CHECK (stat.levels == 11); // ... were organised into 11 levels
CHECK (stat.indicators[STAT_FORK].cnt == 4); // we got 4 »Fork« events
CHECK (stat.indicators[STAT_SEED].cnt == 1); // one start node
CHECK (stat.indicators[STAT_EXIT].cnt == 1); // and one exit node at end
CHECK (stat.indicators[STAT_NODE].pL == "2.9090909"_expect); // ∅ 3 Nodes / level
CHECK (stat.indicators[STAT_NODE].cL == "0.640625"_expect); // with Node density concentrated towards end
// with additional re-shuffling, probability acts independent in each branch
// leading to more chances to draw a »fork«, leading to a faster expanding graph
graph.expansionRule(graph.rule().probability(0.4).maxVal(2).shuffle(23))
.buildTopology()
// .printTopologyDOT()
// .printTopologyStatistics()
;
CHECK (graph.getHash() == 0x710D010554FEA614);
stat = graph.computeGraphStatistics();
CHECK (stat.levels == 7); // expands faster, with only 7 levels
CHECK (stat.indicators[STAT_NODE].pL == "4.5714286"_expect); // this time ∅ 4.6 Nodes / level
CHECK (stat.indicators[STAT_FORK].cnt == 7); // 7 »Fork« events
CHECK (stat.indicators[STAT_EXIT].cnt == 10); // but 10 »Exit« nodes....

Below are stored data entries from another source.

PR #970, opened 2024-08-14
bump max file size

t-vi:
...because opinfos hits this in #949


t-vi:
Merge to fix CI for #949

mruberry (approved):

CHECK (stat.indicators[STAT_JOIN].cnt == 1); // and even one »Join« node....
CHECK (stat.indicators[STAT_EXIT].cL == 1); // which are totally concentrated towards end
CHECK (stat.indicators[STAT_JOIN].cL == 1); // when nodes are exhausted
// if the generation is allowed to run for longer,
// while more constrained in width...
TestChainLoad<8> gra_2{256};
gra_2.expansionRule(gra_2.rule().probability(0.4).maxVal(2).shuffle(23))
.buildTopology()
// .printTopologyDOT()
// .printTopologyStatistics()
;
CHECK (gra_2.getHash() == 0x619491B22C3F8A6F);
stat = gra_2.computeGraphStatistics();
CHECK (stat.levels == 36); // much more levels, as can be expected
CHECK (stat.indicators[STAT_NODE].pL == "7.1111111"_expect); // ∅ 7 Nodes per level
CHECK (stat.indicators[STAT_JOIN].pL == "0.77777778"_expect); // but also almost one join per level to deal with the limitation
CHECK (stat.indicators[STAT_FORK].frac == "0.24609375"_expect); // 25% forks (there is just not enough room for more forks)

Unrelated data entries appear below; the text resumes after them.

PR #974, opened 2024-08-15
Add Inductor (torch.compile) concatenation executor to the default list of executors

IvanYashchuk:
We should use an Inductor-based concatenation executor (through torch.compile) by default since it gives us a perf improvement for sections of the network that include the `torch.cat` operation (mainly RoPE). Previously we didn't enable it by default because there were memory leaks that were fixed (see https://github.com/Lightning-AI/lit-thunder-LEGACY/issues/2194 if you have access).

In addition, this PR also avoids hitting a problem with nvFuser (https://github.com/NVIDIA/Fuser/issues/2792). The backward of RoPE was generating a nvFuser fusion in between TorchCompile region because the torchcompile_cat executor wasn't marked to be able to execute `torch.sum`. I also added a test that verifies that only one fusion region is created.
In the (NVIDIA-internal) Mixology dashboard Llama-3-8B, Mistral-7B-v0.1, and stablecode-completion-alpha-3b models do not work with Thunder + Inductor concatenation executor and this problem should be fixed in this PR (cc @apaz-cli @mpatel31415).

### DIFF
--- a/thunder/__init__.py
+++ b/thunder/__init__.py
@@ -175,13 +175,17 @@ get_always_executors = extend.get_always_executors
 
 cudnn_executor: None | extend.Executor = extend.get_executor("cudnn")
 sdpa_executor: None | extend.Executor = extend.get_executor("sdpa")
+torchcompile_cat_executor: None | extend.Executor = extend.get_executor("torchcompile_cat")
 nvfuser_executor: None | extend.Executor = extend.get_executor("nvfuser")
 pytorch_executor: None | extend.Executor = extend.get_executor("torch")
 
-# Default executor list is [cudnn -> sdpa -> nvfuser -> torch -> python]
+# Default executor list is [cudnn -> sdpa -> torchcompile_cat -> nvfuser -> torch -> python]
 # Note that add_default_executor inserts executor at start of list, hence the reverse order below.
 if nvfuser_executor:
     add_default_executor(nvfuser_executor)
+
+if torchcompile_cat_executor:
+    add_default_executor(torchcompile_cat_executor)
 
 if sdpa_executor:
     add_default_executor(sdpa_executor)
--- a/thunder/__init__.py
+++ b/thunder/__init__.py
@@ -184,7 +184,7 @@ pytorch_executor: None | extend.Executor = extend.get_executor("torch")
 if nvfuser_executor:
     add_default_executor(nvfuser_executor)
 
-if torchcompile_cat_executor:
+if torchcompile_cat_executor and pytorch._dynamo.is_inductor_supported():
     add_default_executor(torchcompile_cat_executor)
 
 if sdpa_executor:
--- a/thunder/executors/torch_compile.py
+++ b/thunder/executors/torch_compile.py
@@ -200,8 +200,6 @@ from thunder.executors.torchex import ex as pytorch_ex
 required_ops = {
     "torch.cat",
     prims.cat.id,
-    prims.pad.id,
-    prims.slice_prim.id,
 }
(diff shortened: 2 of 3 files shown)


mruberry:
But the test failures look real

IvanYashchuk:
Need to fix:
```py
FAILED thunder/tests/test_torch_compile_executor.py::test_torch_compile_cat_rope_single_fusion - ValueError: An object of type <class 'NoneType'> is not a valid Executor. Executor list: [thunder.extend.OperatorExecutor('torchcompile_cat'), None]
FAILED thunder/tests/test_torch_compile_executor.py::test_supported_ops_are_in_pytorch_executor - NameError: name 'supported_ops' is not defined
FAILED thunder/tests/test_jit_general.py::test_litgpt - AssertionError: Tensor-likes are not close!
```

mruberry (approved):
Cool!

fyi @Borda, @t-vi, looks like something is up with the docs build

t-vi:
One thing we noticed when running thunder in containers is that torch.compile brings an implicit dependency on GCC. I wonder whether we could detect that and warn if it is not present.

IvanYashchuk:
> One thing we noticed when running thunder in containers is that torch.compile brings an implicit dependency on GCC. I wonder whether we could detect that and warn if it is not present.

Does `torch._dynamo.is_inductor_supported()` help here? I should add a check for this when adding it to the default executor list.

thunder/__init__.py
```diff
@@ -175,14 +175,18 @@ def __version__():
...
 nvfuser_executor: None | extend.Executor = extend.get_executor("nvfuser")
 pytorch_executor: None | extend.Executor = extend.get_executor("torch")
 
-# Default executor list is [cudnn -> sdpa -> nvfuser -> torch -> python]
+# Default executor list is [cudnn -> sdpa -> torchcompile_cat -> nvfuser -> torch -> python]
 # Note that add_default_executor inserts executor at start of list, hence the reverse order below.
 if nvfuser_executor:
     add_default_executor(nvfuser_executor)
 
+if torchcompile_cat_executor:
```
IvanYashchuk, line 187:
```suggestion
if torchcompile_cat_executor and pytorch._dynamo.is_inductor_supported():
```

mpatel31415:
Hi! I'm sorry for writing so late, but I was OOO. I guess we also want to add this executor in the benchmarking script [here](https://github.com/Lightning-AI/lightning-thunder/blob/main/thunder/benchmarks/benchmark_litgpt.py#L394), right? Or even use here only the default list of executors if "thunder" is given. Right now the changes won't be reflected in Mixology results.

IvanYashchuk:
> Hi! I'm sorry for writing so late, but I was OOO. I guess we also want to add this executor in the benchmarking script [here](https://github.com/Lightning-AI/lightning-thunder/blob/main/thunder/benchmarks/benchmark_litgpt.py#L394), right? Or even use here only the default list of executors if "thunder" is given. Right now the changes won't be reflected in Mixology results.

Thank you for pointing this out! We should change the benchmark script to start with the default executor list.

mpatel31415:
> > Hi! I'm sorry for writing so late, but I was OOO. I guess we also want to add this executor in the benchmarking script [here](https://github.com/Lightning-AI/lightning-thunder/blob/main/thunder/benchmarks/benchmark_litgpt.py#L394), right? Or even use here only the default list of executors if "thunder" is given. Right now the changes won't be reflected in Mixology results.
> 
> Thank you for pointing this out! We should change the benchmark script to start with the default executor list.

Sure, I can change the code of the benchmarking script.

CHECK (stat.indicators[STAT_JOIN].frac == "0.109375"_expect); // and 10% joins
CHECK (stat.indicators[STAT_EXIT].cnt == 3); // ...leading to 3 »Exit« nodes
CHECK (stat.indicators[STAT_EXIT].cL == 1); // ....located at the very end
}
/** @test demonstrate impact of reduction on graph topology
* - after one fixed initial expansion, reduction causes
* all chains to be joined eventually
* - expansion and reduction can counterbalance each other,
* leading to localised »packages« of branchings and reductions
*/
void
showcase_Reduction()
{
ChainLoad16 graph{32};
// expand immediately at start and then gradually reduce / join chains
graph.expansionRule(graph.rule_atStart(8))

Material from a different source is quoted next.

PR #975, opened 2024-08-16
more pickling

t-vi:
devices and dtypes should be unique objects for each device / dtype, so we define `__reduce__` to look them up during unpickling rather than recreating them.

.reductionRule(graph.rule().probability(0.2).maxVal(3).shuffle(555))
.buildTopology()
// .printTopologyDOT()
// .printTopologyStatistics()
;
CHECK (graph.getHash() == 0x3E9BFAE5E686BEB4);
auto stat = graph.computeGraphStatistics();
CHECK (stat.levels == 8); // This connection pattern filled 8 levels
CHECK (stat.indicators[STAT_JOIN].cnt == 4); // we got 4 »Join« events (reductions=
CHECK (stat.indicators[STAT_FORK].cnt == 1); // and the single expansion/fork
CHECK (stat.indicators[STAT_FORK].cL == 0.0); // ...sitting right at the beginning
CHECK (stat.indicators[STAT_NODE].cL == "0.42857143"_expect); // Nodes are concentrated towards the beginning
// expansion and reduction can counterbalance each other
graph.expansionRule(graph.rule().probability(0.2).maxVal(3).shuffle(555))
.reductionRule(graph.rule().probability(0.2).maxVal(3).shuffle(555))
.buildTopology()
// .printTopologyDOT()
// .printTopologyStatistics()
;
CHECK (graph.getHash() == 0xB0335595D34F1D8D);
stat = graph.computeGraphStatistics();
CHECK (stat.levels == 11); // This example runs a bit longer
CHECK (stat.indicators[STAT_NODE].pL == "2.9090909"_expect); // in the middle threading 3-5 Nodes per Level
CHECK (stat.indicators[STAT_FORK].cnt == 5); // with 5 expansions
CHECK (stat.indicators[STAT_JOIN].cnt == 3); // and 3 reductions
CHECK (stat.indicators[STAT_FORK].cL == 0.5); // forks dominating earlier
CHECK (stat.indicators[STAT_JOIN].cL == "0.73333333"_expect); // while joins need forks as prerequisite
// expansion bursts can be balanced with a heightened reduction intensity
graph.expansionRule(graph.rule().probability(0.3).maxVal(4).shuffle(555))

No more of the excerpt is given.